Aim of the task —
Copy each line of the records that contains the word "opened".

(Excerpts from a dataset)
Issue #1202, opened 2023-11-27
Allow for easy switching of account cairo version


THenry14:
We do support creating accounts written in cairo 0. We also allow to pass custom class hash for account deployment. 
It seems though that OZ has released an account contract written in cairo1. We should add its class hash to cast, and allow users to create such account with a simple flag. The default should probably stay as cairo 0 for now though.

PR #1849, opened 2024-03-08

Written reply —
Issue #1202, opened 2023-11-27
PR #1849, opened 2024-03-08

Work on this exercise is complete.